Crisis comms: Is it safe to come out now? BP settles US claims

About the author

Chris is a lecturer, media trainer, crisis communication consultant and coach. Her in-house roles have included the global position of Director of PR for Barclays. Chris leads the CIPR PR Diploma and Crisis Comms Diplomas. BA Hons, CAM, MCIPR

There is a fair degree of schadenfreude in the study of crisis management. We are so often seeking learnings from what is in essence the pain of our communications colleagues in organisations that have had to deal with truly awful situations. BP is one of those organisations and it has just been announced that it has finally reached a settlement on the bulk of claims against it in the US courts following the Deepwater Horizon oil spill in 2010. The size of the settlement is £12 billion which makes it the biggest ever legal settlement paid by a single company in US history. So what are the lessons for crisis communicators?

Essentially it looks like a failure of leadership right from the start. BP failed to face up to the crisis and its role in what had happened. It may have been true that the oil platform was owned and operated by another company, Transocean, and yet another was involved in its construction, Halliburton, but these companies were working for BP. Also BP’s name had more global recognition than theirs and when that is the case it is fairly obvious which company the media in particular will have in their sights. Despite this BP’s first press release following the incident, in which 11 oil rig workers lost their lives, was entitled “BP confirms that Transocean Ltd issued the following press release today” and what followed was indeed only Transocean’s copy.

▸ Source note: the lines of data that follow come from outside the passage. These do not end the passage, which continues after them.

PR #887, opened 2026-08-17
Require stable cluster health before advancing a rolling restart

tomach:
## Summary of changes
The rolling-restart health gate (`is_cluster_healthy`) decided it was safe to kill the next node from a single snapshot of `sys.nodes` and `sys.health`. Node membership becomes visible before the master finishes recomputing cluster health, so there is a short window where the count is back and `sys.health` still reports a stale `GREEN`.

Now it requires the same healthy reading to hold across N consecutive checks before returning healthy. Configurable via `HEALTH_CHECK_STABILITY_CHECKS` (default 3) and `HEALTH_CHECK_STABILITY_DELAY` (default 2s)

## Checklist

- [x] Link to issue this PR refers to: https://github.com/crate/support/issues/916

### DIFF
--- a/tests/test_cratedb.py
+++ b/tests/test_cratedb.py
@@ -293,8 +293,8 @@ async def test_is_cluster_healthy_requires_stable_readings():
     logger = mock.Mock()
     # First poll catches a stale GREEN, the second sees the cluster go YELLOW
     # as the master recomputes health. A single snapshot used to pass here and
-    # let the next node be terminated too early (crate/cloud#3062); requiring
-    # consecutive readings must now report the cluster as not healthy.
+    # let the next node be terminated too early; requiring consecutive readings
+    # must now report the cluster as not healthy.
     conn_factory = _conn_factory_for([(3, 1), (3, 2)])
     result = await is_cluster_healthy(
         conn_factory,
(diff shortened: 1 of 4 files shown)


tests/test_cratedb.py
```diff
@@ -197,6 +202,142 @@ async def test_get_healthiness(healthiness):
...
+        stability_delay=0,
+    )
+    assert result is expected
+
+
+async def test_is_cluster_healthy_requires_stable_readings():
+    logger = mock.Mock()
+    # First poll catches a stale GREEN, the second sees the cluster go YELLOW
+    # as the master recomputes health. A single snapshot used to pass here and
+    # let the next node be terminated too early (crate/cloud#3062); requiring
```
plaharanne: I would not mention the issue from cloud repo here

plaharanne (approved):
I've added one note about a comment but except that, it looks good to me.

tests/test_cratedb.py
tomach: Thanks! Fixed in https://github.com/crate/crate-operator/pull/887/changes/ab0e72b96f970a2f40095d19985d455c2d7093e8

PR #888, opened 2026-08-18
Fix grand-central hostname corruption when cluster name recurs in external DNS

tomach:
## Summary of changes
The grand-central hostname derivation used an unbounded `str.replace()` to insert the `.gc` label, so a cluster name that recurs later in its external DNS (e.g. `us-west` in region `us-west-2`) got rewritten everywhere, producing a broken hostname. It now replaces only the first (leading-label) occurrence, which is safe because `external_dns` is always `<cluster_name>.<region>.<domain>.`

## Checklist

- [x] Link to issue this PR refers to: https://github.com/crate/cloud/issues/3065

### DIFF
--- a/CHANGES.rst
+++ b/CHANGES.rst
@@ -5,6 +5,9 @@ Changelog
 Unreleased
 ----------
 
+* Fixed the grand-central hostname being corrupted when the cluster name recurs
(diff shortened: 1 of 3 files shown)


plaharanne (approved):
👍

PR #889, opened 2026-08-23
Support restoring a snapshot from an AWS S3 bucket with an endpoint URL

plaharanne:
## Summary of changes

Support restoring a snapshot from an S3-compatible bucket with a custom endpoint URL.
Previously the endpoint_url was ignored.

## Checklist

- [x] Link to issue this PR refers to: https://github.com/crate/cloud/issues/3049

### DIFF
--- a/crate/operator/restore_backup.py
+++ b/crate/operator/restore_backup.py
@@ -246,7 +246,10 @@ async def get_source_backup_repository_data(
                 f'Secret {secret_key_ref["name"]} could not be found.'
             )
         except KeyError:
-            raise kopf.PermanentError(f"Key {key} not found in secret.")
+            if BackupRepositoryData.is_optional(backup_provider, key):
+                data_dict[key] = ""
+            else:
+                raise kopf.PermanentError(f"Key {key} not found in secret.")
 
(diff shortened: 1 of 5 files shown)


crate/operator/restore_backup.py
```diff
@@ -246,7 +246,10 @@ async def get_source_backup_repository_data(
                 f'Secret {secret_key_ref["name"]} could not be found.'
             )
         except KeyError:
-            raise kopf.PermanentError(f"Key {key} not found in secret.")
+            if BackupRepositoryData.is_optional(backup_provider, key):
+                data_dict[key] = ""
```
juanpardo, line 250: Is the entry really needed at all?
If so, perhaps a `None` would make more sense than an empty string, if it's allowed.
Otherwise, I would not add the key.

juanpardo (approved):
Approved it but added a small question :P

crate/operator/restore_backup.py
plaharanne: It is to keep in consistent with the other fields of `AwsBackupRepositoryData` that have type `str` and not `Optional[str]`

PR #895, opened 2026-09-01
Set the external-dns hostname annotation under both the alpha and new prefix

WalBeh:
## Summary of changes

external-dns [v0.22.0](https://github.com/kubernetes-sigs/external-dns/releases/tag/v0.22.0) changes the default annotation prefix from `external-dns.alpha.kubernetes.io/` to `external-dns.kubernetes.io/`, with no fallback to the old prefix. The operator now sets the hostname annotation under both prefixes (option 1 in the issue: "two won't hurt") on:

- the data service (`_lb_annotations_to_add`, plus removal via `_lb_annotations_to_remove` when switching to Traefik)
- the grand-central nginx `Ingress`

Both keys live in `constants.py` with a note to drop the alpha one once all external-dns controllers are confirmed on v0.22.0+.

For existing clusters (item 2 in the issue), `devtools/backfill_external_dns_annotation.py` — a uv script (PEP 723 inline metadata, click CLI) — copies the alpha annotation's value to the new key on operator-managed Services and Ingresses only, selected via `app.kubernetes.io/managed-by=crate-operator,app.kubernetes.io/part-of=cratedb`. It dry-runs by default, takes `--apply` to patch and `--context` to pick a kubeconfig context, skips resources that already have the new annotation, and reports per-resource failures without aborting the sweep (non-zero exit if any). Run once per region:

```
uv run devtools/backfill_external_dns_annotation.py --context <ctx>          # dry run
uv run devtools/backfill_external_dns_annotation.py --context <ctx> --apply
```

Still out of scope: pinning `--annotation-prefix` / bumping external-dns on the deployments in kubernetes-gitops (item 3).

## Checklist

- [x] Link to issue this PR refers to: https://github.com/crate/cloud/issues/3080

### DIFF
--- a/devtools/backfill_external_dns_annotation.py
+++ b/devtools/backfill_external_dns_annotation.py
@@ -1,0 +1,90 @@
+#!/usr/bin/env -S uv run --script
+# /// script
+# requires-python = ">=3.12"
+# dependencies = [
+#     "click>=8",
+#     "kubernetes>=31",
+#     "urllib3>=2",
+# ]
+# ///
+"""Backfill the new external-dns hostname annotation on CrateDB resources.
+
+external-dns v0.22.0 changed its default annotation prefix from
+"external-dns.alpha.kubernetes.io/" to "external-dns.kubernetes.io/" with no
+fallback to the old one. The operator sets both prefixes on newly created
+resources; this script adds the new annotation to existing operator-managed
+Services and Ingresses. Run once per Kubernetes cluster. Resources that
+already carry the new annotation are skipped, so re-running is safe.
+"""
+
+import sys
+
+import click
+import urllib3
+from kubernetes import client, config
+from kubernetes.client.rest import ApiException
+
+ALPHA = "external-dns.alpha.kubernetes.io/hostname"
+NEW = "external-dns.kubernetes.io/hostname"
+SELECTOR = "app.kubernetes.io/managed-by=crate-operator,app.kubernetes.io/part-of=cratedb"  # noqa
+
+
+@click.command(help=__doc__)
+@click.option("--apply", is_flag=True, help="Patch the resources (default: dry run).")
+@click.option("--context", help="kubeconfig context to use (default: current).")
+def main(apply: bool, context: str | None) -> None:
+    config.load_kube_config(context=context)
+    # Whether to verify TLS comes from the kubeconfig; don't also warn about it.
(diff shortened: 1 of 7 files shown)


devtools/backfill_external_dns_annotation.sh
```diff
@@ -0,0 +1,62 @@
...
+      continue
+    fi
+    if $APPLY; then
+      kubectl annotate "$kind" -n "$ns" "$name" "$NEW=$value"
+    else
+      echo "would annotate $kind $ns/$name with $NEW=$value"
+    fi
+    patched=$((patched + 1))
+  done < <(
+    kubectl get "$kind" --all-namespaces -o json |
```
goat-ssh: maybe we should skip non-cratedb namespaces, as it now tries to also patch traefik which is managed by fluxcd helmrelease:
```
...
would annotate service f7f39a73-eb11-4e81-8450-f63c214ca9b9/crate-3de31e35-d82c-447a-a36b-b133a63f7818 with external-dns.kubernetes.io/hostname=tan-zam-wesell.aks1.eastus2.azure.cratedb.net.
would annotate service traefik/traefik with external-dns.kubernetes.io/hostname=traefik.aks1.eastus2.azure.cratedb.net.
Would annotate 20, 0 already done. Re-run with --apply.
```

WalBeh: but it would not hurt to set it there also, right? I assume adding the annotation does not re-trigger a helm install.

goat-ssh (approved):

devtools/backfill_external_dns_annotation.py
```diff
@@ -0,0 +1,79 @@
...
+@click.command(help=__doc__)
+@click.option("--apply", is_flag=True, help="Patch the resources (default: dry run).")
+@click.option("--context", help="kubeconfig context to use (default: current).")
+def main(apply: bool, context: str | None) -> None:
+    config.load_kube_config(context=context)
+    core = client.CoreV1Api()
+    networking = client.NetworkingV1Api()
+    patched = skipped = failed = 0
+    for kind, list_fn, patch_fn in [
+        ("service", core.list_service_for_all_namespaces, core.patch_namespaced_service),
```
tomach:
```suggestion
        (
            "service",
            core.list_service_for_all_namespaces,
            core.patch_namespaced_service,
        ),
```

tomach (approved):
LGTM! 💯

PR #902, opened 2026-09-08
Add CrateDB CRD reference page

tomach:
## Summary of changes
Adds a new documentation page, `CrateDB CRD reference` (`docs/source/crd-reference.rst`), and links it into the toctree in `index.rst`.

The operator's `cratedbs.cloud.crate.io` CRD had no human-readable reference. Since we recommend the operator for self-hosted deployments, this fills that gap with a single page describing the important settings and where they go.

## Checklist

- [x] Link to issue this PR refers to: https://github.com/crate/cloud/issues/3104


docs/source/crd-reference.rst
```diff
@@ -0,0 +1,733 @@
...
+     hosts (one CrateDB pod per node), so ``replicas: 3`` needs at least three
+     schedulable worker nodes. On a small test cluster, lower ``replicas`` to
+     match the number of nodes you have.
+   * **Resources** — size ``requests``/``limits`` to fit your nodes; the values
+     above are only an example.
+
+The top-level ``spec`` object has the following members. Only ``cluster`` and
+``nodes`` are required.
+
+.. list-table::
```
plaharanne, line 97: would it make sense to make this file a md? Because for example, here, the table is hard to read without the preview mode.

tomach: hm I think I would keep it as .rst. The whole docs tree is .rst, built with Sphinx for read-the-docs, and we don't have the necessary tools installed. so a .md page wouldn't render on the docs site without adding new dependencies and Sphinx extension just for this one file

plaharanne (approved):
💯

Failure to call a crisis is failure to control it. Crisis management academics call the decision to step up early and define the crisis and your organisation’s role in it as ‘stealing thunder.’ One of our key roles as communicators is to help organisations do just that by bringing the outside world in and helping our leadership team see just how stakeholders are viewing what has happened and what the defining narrative is likely to be. The failure of BP to make the right call at the outset essentially set the tone for the following few years which hopefully for them now comes to a conclusion.